*** Given information Section Begins ***

PR #40, opened 2017-05-17
(WIP) Added SentryBundle

GromNaN:
References:
* https://sentry.io/for/symfony/
* https://docs.sentry.io/clients/php/integrations/symfony2/

This bundle is not required to get error reported to Sentry. The Symfony logger has a listener on uncaught exceptions and Monolog has the `RavenHandler` that send messages to Sentry.

---

I have a question regarding the "release" config. This is more related to the version of the code that an environment variable. 

| Q             | A
| ------------- | ---
| License       | MIT

### DIFF
--- a/sentry/sentry-symfony/0.7/etc/packages/prod/sentry.yaml
+++ b/sentry/sentry-symfony/0.7/etc/packages/prod/sentry.yaml
@@ -1,0 +1,3 @@
+sentry:
+    dsn: "%env(SENTRY_DSN)%"
+    release: "%env(APP_RELEASE)%"
--- a/sentry/sentry-symfony/0.7/manifest.json
+++ b/sentry/sentry-symfony/0.7/manifest.json
@@ -1,0 +1,13 @@
+{
+    "bundles": {
+        "Sentry\\SentryBundle\\SentryBundle": ["prod"]
+    },
+    "copy-from-recipe": {
+        "etc/": "%ETC_DIR%/"
+    },
+    "env": {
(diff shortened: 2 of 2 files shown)


GromNaN:
I've submitted this PR to fix the bundle: https://github.com/getsentry/sentry-symfony/pull/57

sentry/sentry-symfony/0.7/etc/packages/prod/sentry.yaml
```diff
@@ -0,0 +1,3 @@
+sentry:
+    dsn: "%env(SENTRY_DSN)%"
+    release: "%env(APP_RELEASE)%"
```
fabpot: How is it used by Sentry? The name seems too generic. Can't we just use `APP_ENV` instead?

GromNaN: This is the version of the application, not the environment. Should contain something like a git tag or commit hash.

fabpot:

ruudk:

ruudk:
@fabpot How come version 0.7 is used in the [Flex Server Test](https://symfony.sh/r/github.com/symfony/recipes-contrib/40) while there is also a 0.8.7 version? https://github.com/getsentry/sentry-symfony/releases

ruudk:
See https://github.com/symfony/recipes-contrib/pull/128 for a new PR that uses v0.8 that passes validation.

ruudk:
This can be closed now that #128 is merged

*** Given information Section Ends ***

#### [Task item]
Make an exact copy of all the data.

#### [Result below]
PR #40, opened 2017-05-17
(WIP) Added SentryBundle

GromNaN:
References:
* https://sentry.io/for/symfony/
* https://docs.sentry.io/clients/php/integrations/symfony2/

This bundle is not required to get error reported to Sentry. The Symfony logger has a listener on uncaught exceptions and Monolog has the `RavenHandler` that send messages to Sentry.

---

I have a question regarding the "release" config. This is more related to the version of the code that an environment variable. 

| Q             | A
| ------------- | ---
| License       | MIT

### DIFF
--- a/sentry/sentry-symfony/0.7/etc/packages/prod/sentry.yaml
+++ b/sentry/sentry-symfony/0.7/etc/packages/prod/sentry.yaml
@@ -1,0 +1,3 @@
+sentry:
+    dsn: "%env(SENTRY_DSN)%"
+    release: "%env(APP_RELEASE)%"
--- a/sentry/sentry-symfony/0.7/manifest.json
+++ b/sentry/sentry-symfony/0.7/manifest.json
@@ -1,0 +1,13 @@
+{
+    "bundles": {
+        "Sentry\\SentryBundle\\SentryBundle": ["prod"]
+    },
+    "copy-from-recipe": {
+        "etc/": "%ETC_DIR%/"
+    },
+    "env": {
(diff shortened: 2 of 2 files shown)


GromNaN:
I've submitted this PR to fix the bundle: https://github.com/getsentry/sentry-symfony/pull/57

sentry/sentry-symfony/0.7/etc/packages/prod/sentry.yaml
```diff
@@ -0,0 +1,3 @@
+sentry:
+    dsn: "%env(SENTRY_DSN)%"
+    release: "%env(APP_RELEASE)%"
```
fabpot: How is it used by Sentry? The name seems too generic. Can't we just use `APP_ENV` instead?

GromNaN: This is the version of the application, not the environment. Should contain something like a git tag or commit hash.

fabpot:

ruudk:

ruudk:
@fabpot How come version 0.7 is used in the [Flex Server Test](https://symfony.sh/r/github.com/symfony/recipes-contrib/40) while there is also a 0.8.7 version? https://github.com/getsentry/sentry-symfony/releases

ruudk:
See https://github.com/symfony/recipes-contrib/pull/128 for a new PR that uses v0.8 that passes validation.

ruudk:
This can be closed now that #128 is merged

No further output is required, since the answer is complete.